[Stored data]
PR #2395, opened 2019-05-19
[add] from_transmission: Add human-readable 'status_desc'

Karlson2k:
### Motivation for changes:
Use more user-friendly textual torrent statuses instead of numbers.

### Detailed changes:
This PR add `'transmission_status_desc'` for entries from transmission. While maintaining backward compatibility with existing configurations by still using numeric `'transmission_status'`, new field greatly improve readability of flexget configuration.

### DIFF
--- a/flexget/plugins/clients/transmission.py
+++ b/flexget/plugins/clients/transmission.py
@@ -237,6 +237,16 @@ class PluginTransmissionInput(TransmissionBase):
                     log.debug(
                         'error when requesting transmissionrpc attribute %s', attr, exc_info=True
                     )
+            st_status_to_desc = {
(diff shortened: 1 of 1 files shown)


gazpachoking:
Hmm, so right now it's returning an integer? I sorta thought we were already returning the text status. Is there a way to do this without adding the int to string mapping in flexget? Transmissionrpc should be doing that for us https://bitbucket.org/blueluna/transmissionrpc/src/2d0a22304f0c74fb537221c3c8b49a603a9480eb/transmissionrpc/torrent.py#lines-26:34

Karlson2k:
Sorry for buzz, actually status is string already.

PR #2402, opened 2019-06-01
[WIP] Add pre-commit config

gazpachoking:
### Motivation for changes:
Make it easier to standardize our code with isort and black. Have easy instructions for contributors to make sure they remember too.

### Detailed changes:
- Move black and isort config to pyproject.toml
- Add a [pre-commit](https://pre-commit.com/) config

### Usage
```
pip install pre-config
<go to your flexget checkout dir>
pre-config install
<proceed to get automatic isort and black whenever committing>
```
#### To Do:
- [ ] Run these tools on everything, to make future diffs better?
- [ ] Do we switch to standard black string style? (double quotes)
- [ ] Enable CI check for black/isort compliance?


gazpachoking:
After adding the option to not edit string formatting, there wasn't too much change since the last time we ran black, so I went ahead and updated that. isort on the other hand will touch a whole bunch of stuff, do we want to run that on everything?

gazpachoking:
@paranoidi @liiight @cvium Everyone good with this? I guess there isn't really a downside, because you don't _have_ to install pre-commit. The real question would be do we want to convert any more stuff now (isort, or quote styles), and/or start enforcing this more.

gazpachoking:
I added a circleci job that verifies whether we diverge from this auto-formatting... is that something we want? I guess it would be a bit better if it only checked the files changed in the current PR, but I'm not exactly sure how that would be set up. If we fix all files now and start enforcing though that probably doesn't matter.

gazpachoking:
I've made a mess of this. Going to start over with just updating isort and black configs, then go further from there.

PR #2410, opened 2019-06-04
Implemented new jinja tests

Karlson2k:
### Motivation for changes:
Sometimes transmission do not report any error when files are not moved to final location from 'incomplete' directory. Need simple check for presence of files on filesystem when cleaning completed torrents

### Detailed changes:
As follow-up for PR #2394. Added `is fs_file` jinja test. Also added `fs_dir` and `fs_link` tests for additional flexibility. 

example:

■ Try it:
When a line of the entries contains the word "guess", it counts toward the total; reply with that total alone.

■ Reply to the exercise:
2